## Dataset entries
○ ○ ○ ○

PR #750, opened 2020-02-18
'KeyError: 2' hotfix

CKehl:
only recover the particle errors that are listed in the combined recovery map, delete all particles that are unsuccessful and for whose errors there is no recovery specified.

Nature: hotfix

The error (until now tracked) only occurs when your simulation dynamically adds AND deletes particles during the execute() function. The actual errors source for this is still investigated, thus a better fix will be submitted separately in the future. This given fix is tested.

### DIFF
--- a/parcels/kernel.py
+++ b/parcels/kernel.py
@@ -353,10 +353,12 @@ class Kernel(object):
             for p in error_particles:
                 if p.state == ErrorCode.Repeat:
                     p.state = ErrorCode.Success
-                else:
+                elif p.state in recovery_map:
                     recovery_kernel = recovery_map[p.state]
                     p.state = ErrorCode.Success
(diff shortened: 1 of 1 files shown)


parcels/kernel.py
```diff
@@ -353,10 +353,12 @@ def remove_deleted(pset):
             for p in error_particles:
                 if p.state == ErrorCode.Repeat:
                     p.state = ErrorCode.Success
-                else:
+                elif p.state in recovery_map:
                     recovery_kernel = recovery_map[p.state]
                     p.state = ErrorCode.Success
                     recovery_kernel(p, self.fieldset, p.time)
+                else:
```
erikvansebille: Add here in comments that this is a `HOTFIX for #750`?

CKehl: agreed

○ ○ ○ ○

## What to do
Tell how many lines in the entries contain the string "only". Give the number and nothing more.

## Response area
2